Says Mr. Fancy-pants here with a mailbox/street-accessible doorstep that
packages can fit in/on.

Us apartment-dwellers often end up with a notice that says that FedEx or
whichever last-mile carrier couldn't in good conscience leave your box in the
apartment lobby (and, implicitly, couldn't be arsed to come up the elevator
and put the box in front of your apartment door) so instead they have driven
your package back to the nearest FedEx warehouse half-way across town, where
you're welcome to [pay for the gas required to] come get it. After, of course,
waiting 30 minutes behind several people each taking 10 minutes to _send_
packages, before you can spend 30 seconds _receiving_ yours.

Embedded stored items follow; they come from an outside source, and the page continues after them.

PR #263, opened 2016-11-29
Fix activityContrib

warstar2187:
Before fix.
image

After fix.
image

### DIFF
--- a/lib/iob/calculate.js
+++ b/lib/iob/calculate.js
@@ -25,7 +25,7 @@ function iobCalc(treatment, time, dia) {
             var y = (minAgo-peak)/5;
             iobContrib = treatment.insulin * (0.001323 * y * y - .054233 * y + .55556);
             //activityContrib=sens*treatment.insulin*(2/dia/60-(minAgo-peak)*2/dia/60/(60*dia-peak));
-            activityContrib = treatment.insulin * (2 / dia / 60 - (minAgo - peak) * 2 / dia / 60 / (60 * dia - peak));
+            activityContrib = treatment.insulin * (2 / dia / 60 - (minAgo - peak) * 2 / dia / 60 / (60 * 3 - peak));
         }
 
         results = {


scottleibrand:
This fixes an incorrect insulin activity calculation for DIA <> 3h, which would result in negative insulin activity (and positive BGI) at the tail end of the DIA for DIA < 3h, and erroneously high activity (and too-low BGI) for DIA > 3h. Discussion at https://gitter.im/MilosKozak/AndroidAPS?at=583cd6c116207f7b0eb97fa2

cjo20:
Nice catch! We still really do need to move away from that code though.

scottleibrand:
@cjo20 or anyone else: if you'd like, we need someone to do the derivative of the IOB calculation function at https://github.com/Perceptus/iob/blob/master/insulin_on_board_pct.js and expose that in a way that we can replace this code with that...

cjo20:
Should activityContrib be the derivative of IOBContrib?

scottleibrand:
Yes, IIRC. I created the existing IOB formula as the integral of that bilinear insulin activity formula.

mikestebbins:
I was looking at calculate.js more before I tested the proposed solution (I have a DIA = 5). I haven't run test cases on the proposed solution (sorry, I don't know enough about Node to quickly build-up a test), but doesn't the fact that L5 (https://github.com/openaps/oref0/blob/dev/lib/iob/calculate.js#L5) hard-codes a 180 minute end-point and that the L24 `else if` block (https://github.com/openaps/oref0/blob/dev/lib/iob/calculate.js#L24)  that this proposed fix resides within only applies if `minAgo < end` mean that more changes are necessary to extend this to DIA != 3? For instance, should L5 be `var end = dia * 60;`? I apologize if I'm misunderstanding the code; it all seems fairly clear, except for the use of diaratio to stretch/shrink the curve (which is what I think it's doing).

cjo20:
It shouldn't require extra changes because of this line: https://github.com/openaps/oref0/blob/dev/lib/iob/calculate.js#L15 Which scales the minAgo value to be between 0 and 180 minutes.

mikestebbins:
Thank you, Chris, I see it now. I quick built it up in Python and can see how the scaling works. I plan on implementing tonight to test.

scottleibrand:
Still need more folks to test this, but based on initial results I'm going to merge to dev and we can test there before merging dev to master.

PR #265, opened 2016-12-02
fixes iob_data props check

fox1t:


fox1t:
Ok, i'll then work on dev branch(my fault). 
iob_data.bolussnooze is used 
`var bolusContrib = iob_data.bolussnooze * sens;` and bolusContrib is used to calculate `snoozeBG` that is then return. In my opinion is always better to check if iob_data.bolussnooze is not undefined, otherwise it will be NaN.

scottleibrand:
What conditions could cause it to be missing? What is the impact on temp basal decisions if snoozeBG is NaN?

I don't want to add any strict checks that might result in the loop stopping when it would be safer to continue looping despite the error condition, as halting the loop usually results in a reduction of overall safety to the user, unless it's a fatal error that makes it impossible to calculate a temp basal.

scottleibrand:
Closing this one.  Please feel free to open a new PR targeted against dev if you think additional checks are needed there.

Oh, and although you could have intercepted the delivery-man like a linebacker
to receive your package today, because you didn't, it won't be available at
the warehouse until tomorrow afternoon. Or maybe four days from now. And
that's if they don't put it back on a truck to attempt to deliver it again,
and again, and again (and give you no way to specify in the delivery
instructions that they should just _stop trying_.)

And after they _do_ finally give up putting it on the truck, they'll make sure
to only wait a few days before they send it back to whoever sent it to you,
making the sender eat a huge shipping cost that'll make them unlikely to ever
send you anything again.

For me, receiving an Amazon delivery both costs more, and takes more time,
than buying the same thing in a brick-and-mortar retail store, let alone going
to the library!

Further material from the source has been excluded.